I guess the main counterargument to the OP is that the high ELO players are legitimately the best players, and the low ELO players are generally crap. I disagree that your performance in the game will get drowned out by the others in the long run. We've all had games where one guy on either team basically solos the entire game, and we've all had games where some horrible player on one of the team just feeds the opposing carries.

But, my main point is that players with high ELOs exist, and that is the biggest counterexample to your argument.
Thanks for the counterexample, and this brings up some subtle points I forgot to make originally.

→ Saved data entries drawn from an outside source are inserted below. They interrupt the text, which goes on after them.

PR #563, opened 2018-07-14
Update and clean up cookiecutter layout 

werwty:


mesa/visualization/modules/ChartVisualization.py
```diff
@@ -74,6 +74,9 @@ def render(self, model):
 
         for s in self.series:
             name = s["Label"]
-            val = data_collector.model_vars[name][-1]  # Latest value
+            try:
```
werwty: This was changed in https://github.com/projectmesa/mesa/commit/e52773b7231d66f6100d3700826344e40a1b071b#diff-c6a62ed767d052044af87fd60b6240acL77 

Unfortunately if the DataCollector doesn't see any data, this breaks all visualization. Instead of that happening, it's saner to catch and set to 0. (the right solution should probably be to update the front end with some message that data isn't being collected, but that is a lot more complex)

jackiekazil:
@strixcuriosus thank you for your original work on this. 
@werwty for bringing it home. 

This is really nice. <3

PR #565, opened 2018-07-15
Updating setup to move requirements to setup.py.

jackiekazil:
The purpose of this change is to get rid of the requirements file and have developers use the setup.py for local installation. By doing this they create an editable version as opposed to just adding the package to the python path, which means commands then work -- ie `mesa run`.


jackiekazil:
@werwty links are fixed. This is ready for a second pair of eyes.

Issue #134, opened 2015-07-03
Move Mesa examples to another repo with sub classing to this repo? 


jackiekazil:
Move Mesa examples to another repo with sub classing to this repo? 
Let's explore this more and figure out if this is something pattern that will work with subclassing git repo inside a git repo. 
#### Things to consider
- How pushing to pypi works
- Make sure if someone changes any of the core that the examples still run
  - The tests are based on some of our examples

dmasad:
I like the way [tornado does it](https://github.com/tornadoweb/tornado), where the examples are part of the repo but not the manifest that gets packaged up for pypi.

jackiekazil:
Here is what I was talking about: https://github.com/projectmesa/mesa/tree/134.subrepo
The tests will need to be updated a little bit, but before I do that, I want to know that we are interested in moving in this direction. 
@projectmesa/maintainers --- move forward or no?

jackiekazil:
When I was getting folks setup to run models in Mesa, I found that installing Mesa AND then running the examples was confusing, because the examples were inside Mesa. 

This repo exists and now it is up to date: https://github.com/projectmesa/mesa-examples

Question -- what is the purpose for us to have it in this repo, which couldn't be solved by having 2 repos on our machines / remote machine for testing? 
Why does examples NEED to be in Mesa? 
Discuss.
- Devil's advocate.

jackiekazil:
+ @projectmesa/maintainers

njvrzm:
The only strong argument I can think of for keeping the examples repo inside the main mesa repo is versioning: we're still in a phase where we're making breaking API changes pretty regularly, and if the examples repo is separate, even if we maintain parallel versioning, it's possible users will end up with mismatched versions of the two projects. If we do go with separate repos, we should handle this case gracefully, detect the mismatch and issue a clear error so people know what to do. This should be pretty straightforward.

This gets me thinking about having mesa be a command, not just a library. The [Click](https://github.com/pallets/click) library has some cool ideas around this. If we did that, after someone installed mesa via pip, they could do something like `mesa fetch_examples` to checkout the examples repo, then `mesa launch GameOfLife` to run that example. `mesa launch` by itself could look for a server.py in the current directory or its immediate subdirectories. We could integrate batch running and benchmarks this way too. We could also follow the example of virtualenv and include a `mesa init <project_name>` command that would set up a skeletal module in the standard format. This could make it easier for people to get started and to contribute new examples.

First, most of the high rank players also tend to play with other high rank players, and play in organized teams rather than randomized teams. If not organized teams, they usually at least have a buddy they play with consistently. From my first post, I mention that the ranking system becomes more accurate as the makeup of the team remains unchanged rather than randomized. I highly doubt the "strongest" players can do much
when they are thrown back down to below the average rank and have their hands tied by 4 beginners.

Secondly, as the "randomness" tilts you in one direction or another, you start to notice a landslide effect. If I go on a bad streak, my rank takes a dive. If I get on a winning streak, I tend to stay up at that position until I get bad luck (horrible teammates) again.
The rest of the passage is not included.